80% train 20% test for stories?

Hello everyone,

I wanted to see how everyone is handling their train/test stories. I am currently working with an e2e test set of 500 stories, and I have 207 stories in my train set. I wanted to see if the train stories and e2e stories should follow the 80% / 20% rule? Is it best practice to follow this for all test/train sets in RASA?

Hi Chris.

While the rasa test nlu command allows you to properly run a gridsearch the rasa test core does not. In that sense I’d say it makes sense to make a seperate set of stories to test on but I’d make sure that both the test as well as train set cover the same ground. If there’s an imbalance between the two (say the test set contains all the easy stories and the train set contains all the hard ones) then it will be hard to assign a lot of value to a summary statistic.

The 80/20 rule can be fine assuming both sets are large enough to be representative of the use-case you’re trying to solve and that both sets are balanced. Do you have specific concerns in your usecase?

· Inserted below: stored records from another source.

PR #22, opened 2019-12-07
#21 Make it easier to add operation actions

### LINKED ISSUE #21: OperationActionHandler makes it hard to add custom operation action handlers
Currently, the `OperationActionHandler` handles operation actions in the following way:
```java
@Override
public Optional<Action> execute(Action action, GraphicalModelState modelState) {
	switch (action.getKind()) {
	case Action.Kind.CREATE_NODE_OPERATION:
	case Action.Kind.CREATE_CONNECTION_OPERATION:
	case Action.Kind.RECONNECT_CONNECTION_OPERATION:
	case Action.Kind.REROUTE_CONNECTION_OPERATION:
	case Action.Kind.DELETE_ELEMENT_OPERATION:
	case Action.Kind.CHANGE_BOUNDS_OPERATION:
	case Action.Kind.APPLY_LABEL_EDIT_OPERATION:
		return doHandle((AbstractOperationAction) action, modelState);
	default:
		return Optional.empty();
	}
}
```

That means, if users would like to add custom operation actions, they'll have to overwrite the `OperationActionHandler` and add their new action kind in the check above. This is unexpected and also unnecessary. We could do the following instead:

```java
@Override
public Optional<Action> execute(final Action action, final GraphicalModelState modelState)  {
  if (action instanceof AbstractOperationAction && operationHandlerProvider.isHandled((AbstractOperationAction)action)) {
      return doHandle((AbstractOperationAction)action, modelState);
  }
  return Optional.empty();
}
```

planger:
Resolves #21

### DIFF
--- a/plugins/org.eclipse.glsp.server/src/org/eclipse/glsp/server/actionhandler/OperationActionHandler.java
+++ b/plugins/org.eclipse.glsp.server/src/org/eclipse/glsp/server/actionhandler/OperationActionHandler.java
@@ -37,20 +37,12 @@ public class OperationActionHandler extends AbstractActionHandler {
    }
 
    @Override
-   @SuppressWarnings("checkstyle:CyclomaticComplexity")
    public Optional<Action> execute(final Action action, final GraphicalModelState modelState) {
-      switch (action.getKind()) {
-         case Action.Kind.CREATE_NODE_OPERATION:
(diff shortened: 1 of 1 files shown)


tortmayr:
Has to be adpated after #23  was merged

PR #23, opened 2019-12-10
Swap to eclipse-plugin based infra and include m2-only build

tortmayr:
This enables dedicated builds for plain maven and Eclipse p2 within the same repository. I also configured corresponding deployment jobs and updated the Jenkinsfile.
The testing setup is still missing and will be added in a follow-up PR.


releng/org.eclipse.glsp.repository/test
```diff
@@ -0,0 +1,65 @@
+<?xml version="1.0"?>
```
planger: The file name looks strange. Was this a test and is a left-over or is this required and could be named differently?

tortmayr: Good catch. Yes this is a leftover and can be remvoed

PR #36, opened 2020-01-22
Ensure that JavaSE-1.8 is used instead of 10

tortmayr:
This avoids Eclipse issues with Java10.  This also aligns the plugin configuration and the maven configuration (which uses Java 1.8 anyways)


planger:
Thanks!

PR #37, opened 2020-01-22
Refactor DI multibinding approach

tortmayr:
- Introduce new helper class for easier configuration of multi bindings (add,remove,rebind)
- Remove ActionProvider and bind Action classes directly via multi bind
- Introduce InstanceRegistry (client side already has a similar concept)
- Refactor ActionRegistry to make use of the new InstanceRegistry
- Move multibinding default values into dedicated util class


tortmayr:
needs https://github.com/eclipse-glsp/glsp-examples/pull/30

PR #52, opened 2020-03-16
Fallback to model search when the GModelIndexImpl is still indexing

planger:
Fixes https://github.com/eclipse-glsp/glsp/issues/50

### DIFF
--- a/plugins/org.eclipse.glsp.graph/src/org/eclipse/glsp/graph/impl/GModelIndexImpl.java
+++ b/plugins/org.eclipse.glsp.graph/src/org/eclipse/glsp/graph/impl/GModelIndexImpl.java
@@ -30,6 +30,7 @@ import java.util.stream.Collectors;
 
 import org.eclipse.emf.common.notify.Notification;
 import org.eclipse.emf.common.notify.Notifier;
+import org.eclipse.emf.common.util.TreeIterator;
 import org.eclipse.emf.ecore.EClass;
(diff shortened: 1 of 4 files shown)


plugins/org.eclipse.glsp.graph/src/org/eclipse/glsp/graph/impl/GModelIndexImpl.java
```diff
@@ -118,7 +119,11 @@ protected void handleContainment(final Notification notification) {
 
    @Override
    public Optional<GModelElement> get(final String elementId) {
-      return Optional.ofNullable(idToElement.get(elementId));
+      Optional<GModelElement> indexMatch = Optional.ofNullable(idToElement.get(elementId));
+      if (indexMatch.isPresent() || !isCurrentlyBuildingIndex()) {
```
martin-fleck-at: My brain has a hard time parsing OR... NOT, I find the other way usually easier, e.g., isEmpty AND isCurrentlyBuilding..., but that is probably just me ;-)

planger: Yeah, I agree... I've now changed it to `!isPresent && isCurrentlyBuildingIndex()`. We can't use isEmpty because of the Java-8 compatibility. But still, I think it is better this way. Thanks!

In general when it comes to judging models this venn-diagram is the best advice that I can give on the topic;

The stories you optimise towards may be different than the stories that your users generate. Your main concern therefore is to make sure that the stories that occur in real life are also the stories that you optimise towards. Your chatbot may be really good at FAQ because these are properly represented in your stories but if your users ask for chitchat instead then you’re at risk of overfitting.

Koaning, thank you for your response. My concern is, I am using the 80/20 rule for the NLU but I was not doing the same for the core.

Pardon my ignorance, I am fairly new to using RASA but what it sounds like you are saying is that we should create stories for any and all interactions our bot may come across? Without trained stories the bot may not function properly?

Pardon my ignorance

Absolutely no worries. I’m here to understand what our users find confusing and you’re asking important questions.

it sounds like you are saying is that we should create stories for any and all interactions our bot may come across

Yes. The stories that you create represent flows of dialogue that the digital assistant needs to be able to handle. Also note that the intents and entities that are predicted by the NLU part of the library are used as input for the “dialogue policy” models that predict the next best action to take. If you’re intersted in more details about this you may appreciate this video on TED (it’s but one policy model, but it might help you understand some underlying details).

Without trained stories the bot may not function properly?

This is also true.

Yes. The stories that you create represent flows of dialogue that the digital assistant needs to be able to handle

Normally I don’t mix train data and test data but in this case of story paths, is it wise to mix?

I think it is impossible to have stories in train/test that are 100% different. There’s bound to be overlap. Most chatbots need to be able to greet and say goodbye. It’d be weird to have all no stories with goodbye in train set. It’d also be weird to have no stories with hello in the test set.

That said, I’d keep the test set as a unit test of sorts. These are examples that should be representative of your use-case and you’ll use this set as a proxy to determine if you like the results that you see.